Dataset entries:
- Opening Delimiter -

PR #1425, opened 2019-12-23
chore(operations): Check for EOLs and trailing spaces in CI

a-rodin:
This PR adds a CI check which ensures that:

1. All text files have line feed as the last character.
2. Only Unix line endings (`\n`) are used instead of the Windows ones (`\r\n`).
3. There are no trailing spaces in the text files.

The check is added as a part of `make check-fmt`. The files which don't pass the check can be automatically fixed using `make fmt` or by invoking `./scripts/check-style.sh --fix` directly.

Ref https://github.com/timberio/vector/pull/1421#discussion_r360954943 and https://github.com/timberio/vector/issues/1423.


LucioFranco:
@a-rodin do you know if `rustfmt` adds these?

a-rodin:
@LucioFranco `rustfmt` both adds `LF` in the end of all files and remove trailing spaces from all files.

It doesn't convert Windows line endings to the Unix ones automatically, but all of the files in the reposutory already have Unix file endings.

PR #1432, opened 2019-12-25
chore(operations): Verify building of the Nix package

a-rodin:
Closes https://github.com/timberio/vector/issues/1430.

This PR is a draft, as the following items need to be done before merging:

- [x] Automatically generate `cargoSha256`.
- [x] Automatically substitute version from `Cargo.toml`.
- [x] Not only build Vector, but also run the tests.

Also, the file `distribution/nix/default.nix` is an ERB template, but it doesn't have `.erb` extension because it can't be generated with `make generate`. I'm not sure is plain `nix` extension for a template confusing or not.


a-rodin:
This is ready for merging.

- Closing Delimiter -
- Opening Delimiter -

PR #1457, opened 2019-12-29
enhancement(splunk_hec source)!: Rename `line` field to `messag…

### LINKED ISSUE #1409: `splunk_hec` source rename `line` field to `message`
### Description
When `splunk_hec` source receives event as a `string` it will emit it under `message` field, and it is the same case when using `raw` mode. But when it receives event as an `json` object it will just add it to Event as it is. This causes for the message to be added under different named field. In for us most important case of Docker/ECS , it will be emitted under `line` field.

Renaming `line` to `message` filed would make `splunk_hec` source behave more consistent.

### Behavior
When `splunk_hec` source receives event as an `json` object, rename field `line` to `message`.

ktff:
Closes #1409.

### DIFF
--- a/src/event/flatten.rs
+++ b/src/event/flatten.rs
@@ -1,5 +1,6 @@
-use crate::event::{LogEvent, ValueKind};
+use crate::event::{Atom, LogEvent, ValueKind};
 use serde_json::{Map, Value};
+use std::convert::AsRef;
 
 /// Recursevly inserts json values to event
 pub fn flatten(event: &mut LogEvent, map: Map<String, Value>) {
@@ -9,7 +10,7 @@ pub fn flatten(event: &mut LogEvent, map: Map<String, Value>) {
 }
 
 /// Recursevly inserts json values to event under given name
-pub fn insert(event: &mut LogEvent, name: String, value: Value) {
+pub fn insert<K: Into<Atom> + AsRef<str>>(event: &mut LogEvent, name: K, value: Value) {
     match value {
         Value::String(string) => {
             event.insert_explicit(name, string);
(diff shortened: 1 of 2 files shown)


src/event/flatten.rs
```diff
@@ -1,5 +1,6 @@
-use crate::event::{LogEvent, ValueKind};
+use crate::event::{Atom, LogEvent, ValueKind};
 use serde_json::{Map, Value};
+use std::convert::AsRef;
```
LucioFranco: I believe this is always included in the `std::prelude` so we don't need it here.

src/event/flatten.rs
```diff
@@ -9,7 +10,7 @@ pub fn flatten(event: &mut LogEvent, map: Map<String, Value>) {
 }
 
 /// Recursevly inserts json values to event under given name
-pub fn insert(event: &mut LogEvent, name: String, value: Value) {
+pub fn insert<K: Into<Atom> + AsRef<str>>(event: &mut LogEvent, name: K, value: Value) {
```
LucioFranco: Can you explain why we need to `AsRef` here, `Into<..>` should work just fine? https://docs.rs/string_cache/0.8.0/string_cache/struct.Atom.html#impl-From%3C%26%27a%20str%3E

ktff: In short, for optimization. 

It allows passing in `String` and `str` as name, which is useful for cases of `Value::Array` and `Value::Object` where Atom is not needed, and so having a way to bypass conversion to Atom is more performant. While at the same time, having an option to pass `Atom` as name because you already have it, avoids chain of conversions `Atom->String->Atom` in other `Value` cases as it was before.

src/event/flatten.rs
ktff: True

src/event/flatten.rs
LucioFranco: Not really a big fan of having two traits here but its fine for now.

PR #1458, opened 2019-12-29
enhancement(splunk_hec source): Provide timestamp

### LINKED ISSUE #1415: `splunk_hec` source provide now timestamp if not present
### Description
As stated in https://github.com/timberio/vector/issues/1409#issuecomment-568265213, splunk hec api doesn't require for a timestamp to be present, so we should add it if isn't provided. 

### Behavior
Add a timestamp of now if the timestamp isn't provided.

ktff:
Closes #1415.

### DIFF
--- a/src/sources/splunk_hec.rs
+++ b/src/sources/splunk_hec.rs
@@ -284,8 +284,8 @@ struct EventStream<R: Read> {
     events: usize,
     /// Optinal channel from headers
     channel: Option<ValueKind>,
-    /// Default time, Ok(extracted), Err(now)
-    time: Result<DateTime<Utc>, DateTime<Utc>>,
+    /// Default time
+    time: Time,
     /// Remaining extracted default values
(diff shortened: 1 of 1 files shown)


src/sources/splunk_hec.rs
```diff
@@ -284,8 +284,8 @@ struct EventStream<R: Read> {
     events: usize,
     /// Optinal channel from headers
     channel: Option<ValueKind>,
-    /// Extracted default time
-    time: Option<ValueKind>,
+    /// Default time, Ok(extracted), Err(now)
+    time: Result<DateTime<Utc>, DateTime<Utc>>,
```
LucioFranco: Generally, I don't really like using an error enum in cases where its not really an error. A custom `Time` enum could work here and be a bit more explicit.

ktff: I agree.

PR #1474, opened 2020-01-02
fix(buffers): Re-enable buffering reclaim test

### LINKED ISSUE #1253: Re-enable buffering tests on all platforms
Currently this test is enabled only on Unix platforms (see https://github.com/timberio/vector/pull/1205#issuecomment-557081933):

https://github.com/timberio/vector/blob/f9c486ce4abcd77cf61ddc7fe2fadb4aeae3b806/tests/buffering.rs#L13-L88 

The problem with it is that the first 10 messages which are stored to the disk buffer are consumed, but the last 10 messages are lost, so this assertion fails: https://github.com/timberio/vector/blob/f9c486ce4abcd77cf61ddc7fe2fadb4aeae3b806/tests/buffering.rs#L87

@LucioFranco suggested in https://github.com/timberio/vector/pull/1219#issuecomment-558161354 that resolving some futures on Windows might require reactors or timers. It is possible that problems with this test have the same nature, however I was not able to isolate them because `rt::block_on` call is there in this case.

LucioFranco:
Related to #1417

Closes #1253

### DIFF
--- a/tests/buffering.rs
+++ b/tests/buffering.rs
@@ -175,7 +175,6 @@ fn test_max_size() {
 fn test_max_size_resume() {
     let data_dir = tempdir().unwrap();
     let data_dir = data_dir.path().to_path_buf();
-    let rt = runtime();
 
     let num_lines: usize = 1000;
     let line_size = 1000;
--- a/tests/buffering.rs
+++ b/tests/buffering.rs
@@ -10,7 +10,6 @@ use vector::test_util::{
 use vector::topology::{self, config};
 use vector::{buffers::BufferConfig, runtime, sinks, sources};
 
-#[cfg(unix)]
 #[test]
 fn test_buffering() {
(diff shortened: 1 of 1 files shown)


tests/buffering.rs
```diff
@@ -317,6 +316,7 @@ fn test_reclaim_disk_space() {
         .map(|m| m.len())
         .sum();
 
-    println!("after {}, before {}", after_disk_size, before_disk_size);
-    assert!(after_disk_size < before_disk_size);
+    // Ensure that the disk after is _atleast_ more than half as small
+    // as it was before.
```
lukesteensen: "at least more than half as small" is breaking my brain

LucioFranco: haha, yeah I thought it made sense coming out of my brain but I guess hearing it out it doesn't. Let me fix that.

- Closing Delimiter -
- Opening Delimiter -

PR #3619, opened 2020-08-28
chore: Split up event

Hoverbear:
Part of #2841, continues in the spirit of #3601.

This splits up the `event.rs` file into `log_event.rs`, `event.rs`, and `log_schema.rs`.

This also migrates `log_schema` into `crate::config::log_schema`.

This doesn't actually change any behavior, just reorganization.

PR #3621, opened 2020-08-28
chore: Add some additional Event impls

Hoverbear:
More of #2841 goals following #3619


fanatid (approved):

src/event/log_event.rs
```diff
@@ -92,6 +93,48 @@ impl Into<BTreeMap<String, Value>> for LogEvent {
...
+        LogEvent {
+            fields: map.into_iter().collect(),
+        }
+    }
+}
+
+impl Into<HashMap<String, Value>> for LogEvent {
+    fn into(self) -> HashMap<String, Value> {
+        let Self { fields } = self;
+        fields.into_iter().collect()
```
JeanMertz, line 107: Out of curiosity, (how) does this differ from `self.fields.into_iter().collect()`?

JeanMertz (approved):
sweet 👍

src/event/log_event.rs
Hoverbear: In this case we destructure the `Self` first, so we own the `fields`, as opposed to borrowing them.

- Closing Delimiter -

Of the entries above, transcribe exactly those lines that fall between the line containing "PR #1425, opened 2019-12-23" and the line containing "from all files.", together with those two lines.

- RESPONSE FOR THIS EXERCISE
PR #1425, opened 2019-12-23
chore(operations): Check for EOLs and trailing spaces in CI

a-rodin:
This PR adds a CI check which ensures that:

1. All text files have line feed as the last character.
2. Only Unix line endings (`\n`) are used instead of the Windows ones (`\r\n`).
3. There are no trailing spaces in the text files.

The check is added as a part of `make check-fmt`. The files which don't pass the check can be automatically fixed using `make fmt` or by invoking `./scripts/check-style.sh --fix` directly.

Ref https://github.com/timberio/vector/pull/1421#discussion_r360954943 and https://github.com/timberio/vector/issues/1423.


LucioFranco:
@a-rodin do you know if `rustfmt` adds these?

a-rodin:
@LucioFranco `rustfmt` both adds `LF` in the end of all files and remove trailing spaces from all files.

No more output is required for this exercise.